Experiment in the upper atmosphere will be accessible to Internet users

You don't have to be a rocket scientist to learn about the upper atmosphere. Just ask someone who is.

A Cornell University rocket scientist, in cooperation with NASA and a local science museum, will be available online via the Internet to "chat" live with anyone who wants to learn about what they are up to in a remote part of Alaska blasting rockets into the upper atmosphere.

"We're trying to reach any person who might be interested in what scientists are doing in the field. Come in and chat, or just view what we're chatting about," said Paul Kintner, Cornell professor of electrical engineering who is leading the event.

In cooperation with the Sciencenter, a hands-on community science museum in Ithaca, N.Y., Kintner and his colleagues will blast a Black Brandt rocket about 620 miles into the upper atmosphere to learn about the origin of the Aurora Borealis -- the Northern Lights -- and the origin of Earth's radiation belt.

Kintner, along with John Bonnell of Cornell, Roger Arnoldy of the University of New Hampshire and Jim LaBelle of Dartmouth College, will chat live from the launch pad as they prepare to fire an instrument-laden, 100-foot sounding rocket from Poker Flat, Alaska, about 30 miles north of Fairbanks in the NASA-funded experiment. Here are the chat times, all dependent on conditions:

  • Saturday, Feb. 1, 6-7 p.m. EST
  • Friday, Feb. 7, 6-7 p.m. EST
  • Saturday, Feb. 8, 6-7 p.m. EST

You will need a Java-enabled Web browser -- generally Netscape 3.0 or higher. To check yours, simply try the chat room beforehand. If you can get in, you're Java-enabled. If you can't, you may want to download a later version of Netscape from the World Wide Web.
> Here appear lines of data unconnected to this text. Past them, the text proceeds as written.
Issue #615, opened 2020-03-31
Assignment Configuration: fix field descriptions


melisabok:
<img width="926" alt="Screen Shot 2020-03-31 at 7 54 37 AM" src="https://user-images.githubusercontent.com/545506/78023612-f387c680-7324-11ea-9cf6-4caaae355024.png">

PR #618, opened 2020-04-02
config for custom papers, users

mohituniyal:
Contains changes to assignment configuration invitation.

Fixes https://github.com/openreview/openreview-py/issues/615


openreview/conference/matching.py
```diff
@@ -430,6 +430,20 @@ def _build_config_invitation(self, scores_specification):
...
                         'order': 12
                     },
+                    'custom_user_demand_invitation': {
+                        'description': 'Invitation to store custom max number of users required by papers',
+                        'default': self.match_group.id + '/-/Custom_Max_Users',
+                        'order': 13,
+                        'value-regex': self.match_group.id + '/-/.*',
+                        'required': False
+                    },
+                    'custom_max_papers_invitation': {
```
melisabok, line 440: Doesn't this invitation replace the current 'custom_load_invitation'?

mohituniyal: Yes, both serve the same purpose. Which do you prefer to keep? I would keep the new one i.e. `custom_max_papers_invitation` just because the name and description are clearer.

openreview/conference/matching.py
```diff
@@ -361,23 +361,23 @@ def _build_config_invitation(self, scores_specification):
                         'description': 'Title of the configuration.',
                         'order': 1
                     },
-                    'max_users': {
+                    'user_demand': {
                         'value-regex': '[0-9]+',
                         'required': True,
-                        'description': 'Max number of reviewers that can review a paper',
+                        'description': 'Max number of users that can review a paper',
```
melisabok, line 367: Can we remove `max` from the description?

openreview/conference/matching.py
```diff
@@ -415,28 +415,38 @@ def _build_config_invitation(self, scores_specification):
...
-                    },
                     'assignment_invitation': {
                         'value': self.conference.get_paper_assignment_id(self.match_group.id),
                         'required': True,
                         'description': 'Invitation to store paper user assignments',
-                        'order': 12
+                        'order': 11
+                    },
+                    'custom_user_demand_invitation': {
+                        'description': 'Invitation to store custom max number of users required by papers',
```
melisabok, line 428: Can we remove max from this description too?

openreview/conference/matching.py
melisabok: Yes, I agree

openreview/conference/matching.py
mohituniyal: Done

openreview/conference/matching.py
mohituniyal: Done.

openreview/conference/matching.py
```diff
@@ -586,6 +598,6 @@ def deploy(self, assignment_title, is_area_chair, overwrite):
             if edge.head in paper_by_forum:
                 paper_number = paper_by_forum.get(edge.head).number
                 user = edge.tail
-                new_assigned_group = self.conference.set_assignment(user, paper_number, self.is_area_chair)
+                _ = self.conference.set_assignment(user, paper_number, self.is_area_chair)
```
melisabok, line 601: if `new_assigned_groups` is not being used then remove the assignment.

PR #619, opened 2020-04-03
Fix/reviewer console refactor

### LINKED ISSUE #625: PC Console: don't show AC stats when the venue doesn't have ACs
Same for bids and recommendations. If the values are empty then we shouldn't show any data.

### LINKED ISSUE #626: PC Console: reviewer progress should be counted based on real assignments and not all the reviewers
There are only 3 reviewers with assignments and not 20. 

Screen Shot 2020-04-12 at 5 29 44 PM

zbialecki:
Re-write review console webfield to bring it up to our current webfield standards.

Fixes #625 
Fixes #626


melisabok:
I'm sorry Zach, there are a few conflicts here because of my last PR merged :(

zbialecki:
No worries! I'll fix them

openreview/conference/templates/authorWebfield.js
```diff
@@ -1,14 +1,13 @@
...
-//
-// This webfield displays the conference header (#header), the submit button (#invitation),
-// and a tabbed interface for viewing various types of notes.
 // ------------------------------------
 
 // Constants
 var CONFERENCE_ID = '';
 var SUBMISSION_ID = '';
 var BLIND_SUBMISSION_ID = '';
+var OFFICIAL_REVIEW_NAME = '';
```
melisabok, line 9: can you pass these two variables in webfield.py?

openreview/conference/templates/authorWebfield.js
```diff
@@ -301,10 +285,30 @@ var buildTableRow = function(note, reviewerIds, completedReviews, metaReview) {
...
 
-  // Temporally hide review status
-  //return [cell0, cell1, cell2, cell3];
-  return [cell0, cell1];
-};
+  return [cell0, cell1, cell2, cell3];
+}
+
+function renderReviewSummary(data) {
+  if (!OFFICIAL_REVIEW_NAME) {
```
melisabok, line 292: Does it mean we need to set this variable when the assignments are deployed?

I would show this message if there are no reviews to show.

openreview/conference/templates/authorWebfield.js
```diff
@@ -151,113 +162,91 @@ function renderContent(authorNotes, invitations, edgeInvitations) {
...
+      reviewFormatted.rating = rating;
     }
-  }
+    var confidenceMatch = review.content.confidence && review.content.confidence.match(ratingExp);
+    var confidence = confidenceMatch ? parseInt(confidenceMatch[1], 10) : null;
+    if (confidence) {
+      confidences.push(confidence);
+      reviewFormatted.confidence = confidence;
+    }
+    reviewsFormatted.push(reviewFormatted);
```
melisabok, line 248: Can we pass the `referrer` parameter to the 'Read Review' link?

openreview/conference/templates/authorWebfield.js
```diff
@@ -151,113 +162,91 @@ function renderContent(authorNotes, invitations, edgeInvitations) {
...
+  $('#your-submissions .console-table th').eq(0).css('width', '4%');
+  $('#your-submissions .console-table th').eq(1).css('width', '36%');
+  $('#your-submissions .console-table th').eq(2).css('width', '30%');
+  $('#your-submissions .console-table th').eq(3).css('width', '30%');
+}
 
+function buildTableRow(note, completedReviews, metaReview) {
   // Paper number cell
-  var cell0 = { number: note.number};
+  var cell0 = { number: note.number };
```
melisabok, line 218: Can we pass the `referrer` parameter here too?

openreview/conference/templates/authorWebfield.js
melisabok: I think the if is not necessary here, showing 0 reviews is good:

Screen Shot 2020-04-08 at 4 23 46 PM

openreview/conference/templates/authorWebfield.js
```diff
@@ -19,128 +18,140 @@ var paperDisplayOptions = {
...
     });
 
-    invitationsP = Webfield.get('/invitations', {
-      regex: CONFERENCE_ID + '.*',
-      invitee: true,
-      duedate: true,
-      replyto: true,
-      type: 'notes',
-      details:'replytoNote,repliedNotes'
+    if (blindNoteIds.length) {
```
melisabok, line 56: I realized this code is necessary because the only way to know the submissions the user is an author is looking at the original notes but we should render the blinded note.

zbialecki: Yes, I was thinking there must be a better way, but the only other way I could think of was getting the note numbers from the Authors groups and using those numbers to query get the blinded notes (with original in details).

openreview/conference/templates/authorWebfield.js
zbialecki: OK, I'll remove this `if`

melisabok:
Reviewer Console looks good! I made a few comments with Author Console but it is working fine. Thanks for the refactor!

zbialecki:
@melisabok I think all the issues you identified are fixed. It should be ready to review again. To test paper ranking on the reviewer console you can use the dev server:

https://dev.openreview.net/group?id=thecvf.com/ECCV/2020/Conference/Reviewers
Username: reviewer@eccv2020.eu

Due to ECCV's unique review notes, I had to change 2 lines in the webfield code using the group editor to get the reviews to display properly. Line 251 and 252 were changed to:

```js
    reviewStatus.paperRating = officialReview.content.preliminary_rating;
    reviewStatus.review = officialReview.content.summary_of_contributions;
```

melisabok:
Thanks! I will take a look.

melisabok:
Looks good!, below some feedback:

- Author Console: can we hide the meta review column if the venue doesn't have area chairs? I think if META_REVIEW_NAME is empty then we shouldn't show it.
- PC Console:

When there are no ACs, the recruitment section is still visible:
Screen Shot 2020-04-14 at 8 56 00 PM

When Bids and Recommendations are empty, there are two lines rendered:
Screen Shot 2020-04-14 at 8 56 05 PM

- Reviewer Console:

Paper Ranking tags should be shown even when the invitation is expired, in read-only mode.

melisabok:
I've removed the webfield for the paper ranking invitation. Given the invitation has a duedate is being shown in the Tasks view, we have two options here:

1. Don't render invitations as Tasks when they don't have webfields. 
2. Invitations with no webfields will be rendered as Tasks but the link should go to the prefix group webfield. For example: thecvf.com/ECCV/2020/Conference/Area_Chairs/-/Paper_Ranking -> thecvf.com/ECCV/2020/Conference/Area_Chairs

zbialecki:
> 2\. Invitations with no webfields will be rendered as Tasks but the link should go to the prefix group webfield.

I kind of like this option actually. Are there any cases currently where this isn't true? Any invitations that don't have webfields and shouldn't be displayed?

melisabok:
> Are there any cases currently where this isn't true? Any invitations that don't have webfields and shouldn't be displayed?

I think in all the cases the invitation prefix is either the conference group or the reviewer/ac group.

The only issue here is the Tasks tab of the consoles will go the console!

zbialecki:
OK, I think all the issues are fixed and it should be ready for review again. The Reveiwer console and AC console on dev are set up to show read only tags.

openreview/conference/templates/reviewerWebfield.js
```diff
@@ -32,10 +32,20 @@ var main = function() {
 
       displayStatusTable(blindedNotes, officialReviews);
 
+      // Add paper ranking tag widgets to the table of submissions
+      // If tag invitation does not exist, get existing tags and display read-only
       var paperRankingInvitation = _.find(tagInvitations, ['id', PAPER_RANKING_ID]);
       if (paperRankingInvitation) {
         var paperRankingTags = paperRankingInvitation.details.repliedTags || [];
```
melisabok, line 39: I forgot about the details parameter to get the tags.

openreview/conference/templates/areachairWebfield.js
```diff
@@ -660,8 +662,8 @@ var postRenderTable = function(rows) {
       paperRanking ? [paperRanking] : [],
       {
         forum: noteId,
-        placeholder: (paperRankingInvitation && paperRankingInvitation.reply.content.tag.description) || (paperRankingInvitation && prettyId(paperRankingInvitation.id)),
-        label: paperRankingInvitation && view.prettyInvitationId(paperRankingInvitation.id),
+        placeholder: (paperRankingInvitation && paperRankingInvitation.reply.content.tag.description) || view.prettyInvitationId(invitationId),
```
melisabok, line 665: thanks for this change, tags look much better when the invitation is expired.

PR #621, opened 2020-04-06
Renaming options

melisabok:


melisabok:
This commit fixes the MIDL issue: 54675a8. We are not looking the reviewer by all emails and all names. I also found a bug in the `findProfile` function, @zbialecki  please review.

melisabok:
@xkopenreview @zbialecki I need your help making the dropdown wider:

Screen Shot 2020-04-06 at 5 28 24 PM

Screen Shot 2020-04-06 at 5 29 00 PM

This last change fixes three issues:

- Reviewers added with an email to the Reviewers group are shown with the Profile if exists.
- The list of options show the name + all the emails to disambiguate reviewers.
- User can search by name or any content of the email.

openreview/conference/templates/programchairWebfield.js
```diff
@@ -455,14 +455,16 @@ var findProfile = function(profiles, id) {
     return profiles[id];
   }
   var profile = _.find(profiles, function(p) {
-    return _.includes(p.allNames, id) || _.includes(p.allEmails, id);
+    return _.includes(_.map(p.allNames, 'username'), id) || _.includes(p.allEmails, id);
```
zbialecki, line 466: Rather than doing a map, then includes I think it would be better to just do a `find`
```suggestion
    return _.find(p.allNames, ['username', id]) || _.includes(p.allEmails, id);
```

openreview/conference/templates/programchairWebfield.js
```diff
@@ -1593,7 +1595,8 @@ var displayReviewerStatusTable = function() {
       var reviewerNum = 0;
       var reviewers = reviewerByNote[number];
       for (var revNumber in reviewers) {
-        if (reviewer == reviewers[revNumber].id) {
+        var profile = reviewers[revNumber];
+        if (_.includes(_.map(profile.allNames, 'username'), reviewer) || _.includes(profile.allEmails, reviewer)) {
```
zbialecki, line 1607: Same here

openreview/conference/templates/programchairWebfield.js
```diff
@@ -157,6 +157,14 @@ var main = function() {
       }
     }
 
+    conferenceStatusData.reviewerOptions = _.map(conferenceStatusData.reviewers, function(r) {
+      var profile = findProfile(conferenceStatusData.profiles, r);
+      return {
+        id: r,
+        description: view.prettyId(profile.name) + ' - (' + profile.allEmails + ')'
```
zbialecki, line 164: Won't this list all the emails a user has on their profile? I think we should just show `profile.email` which will be equal to the preferred email, or the first email in the email list.

I also don't think the dash in between is necessary - the () separate it enough and it's on a new line anyway

openreview/conference/templates/programchairWebfield.js
melisabok: Why don’t we save the username only in allNames, is there a reason to have the whole name object?

openreview/conference/templates/programchairWebfield.js
melisabok: I prefer to show all the emails(confirmed) so users can search reviewers by any email. The issue that Mohit this morning the reviewer was assigned using an alternate email instead of preferred.

zbialecki:
The width of the assign reviewers dropdown is defined here: https://github.com/openreview/openreview/blob/5d70b662dc239539ed1244fd6ba174a6f48572d5/public/less/legacy.less#L902

I would suggest replacing 180px with 240px on line 904 and 909.

openreview/conference/templates/programchairWebfield.js
zbialecki: You're right, that would be the better solution. I looked and that field is only ever used for the usernames.

openreview/conference/templates/programchairWebfield.js
zbialecki: OK, well in that case I think it would be better to do `profile.allEmails.join(', ')` so that the text will wrap.

melisabok:
This is way better, what do you think?

Screen Shot 2020-04-07 at 1 14 55 PM

zbialecki:
I like it!

melisabok:
This is ready to merge, it depends on https://github.com/openreview/openreview/pull/2033

PR #623, opened 2020-04-09
Remove [] from values-regex

carlosmondra:
This PR fixes one values-regex in an invitation so that openreview-py can be compatible with openreview/openreview/pull/2027

### DIFF
--- a/openreview/conference/invitation.py
+++ b/openreview/conference/invitation.py
@@ -901,7 +901,7 @@ class DecisionInvitation(openreview.Invitation):
             multiReply = False,
             reply = {
                 'writers': {
-                    'values-regex': [conference.get_program_chairs_id()],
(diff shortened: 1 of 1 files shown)


openreview/conference/invitation.py
```diff
@@ -901,7 +901,7 @@ def __init__(self, conference):
             multiReply = False,
             reply = {
                 'writers': {
-                    'values-regex': [conference.get_program_chairs_id()],
+                    'values-regex': conference.get_program_chairs_id(),
```
melisabok, line 904: good catch!

Given the string is not regex and it is valid group id, let's change the field type to  `values`, like signatures.

carlosmondra: Done!

PR #2549, opened 2025-03-26
make sure the order of cdate <= duedate <= expdate

melisabok:
- Modify all the tests to make sure the cdate <= duedate <= expdate
- Delete invitations instead of expiring them when a submission is deleted, withdrawn or desk rejected. The `ddate` doesn't need to follow any order rule.
- Delete invitations instead of expiring them when we create the child invitations. 

This is needed before merging https://github.com/openreview/openreview-api/pull/681


carlosmondra (approved):

enrubio:
Changes look good. Just want to make sure I understand, this relates to the ordering of invitations in the venue configuration timeline right?

carlosmondra:
> Changes look good. Just want to make sure I understand, this relates to the ordering of invitations in the venue configuration timeline right?

This ensures that cdate <= duedate <= expdate is always consistent in an invitation. It should avoid mistakes when changing/adding dates

melisabok:
> Looks good! So now the _Expiration ('Withdraw_Expiration, Deletion_Expiration, etc) invitations will set a ddate instead of an expdate, correct?

Correct, I didn't change the invitation name but I could do it, I wasn't sure how to call Deletion_Expiration, Deletion_Deletion?

enrubio (approved):
Tested with the related api PR and it looks good!

PR #2554, opened 2025-04-01
Invitation description: let submission description be deleted

melisabok:
It depends on https://github.com/openreview/openreview-api/pull/676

Visitors to the Sciencenter in Ithaca, as well as any other science museum that has access to the Web, can participate in the chat room.

Kintner and the research team are interested in the aurora not just for the brilliant and beautiful lights they create in the Northern Hemisphere, but also for the origin of the radiation belts that encircle the Earth. The source of these belts, in which electrically charged particles are trapped, is coming from Earth, but little is known about how particles behave inside them.

"There literally are electromagnetic tornadoes up there," Kintner said. "We want to know how these tornadoes of particles get formed." Typical temperature of these particles is about 3,000 degrees Kelvin. But they get heated up to about 2 million degrees and get thrown into space.

Another part of the experiment, funded in part by the Office of Naval Research, is to test a Global Positioning Satellite (GPS) receiver.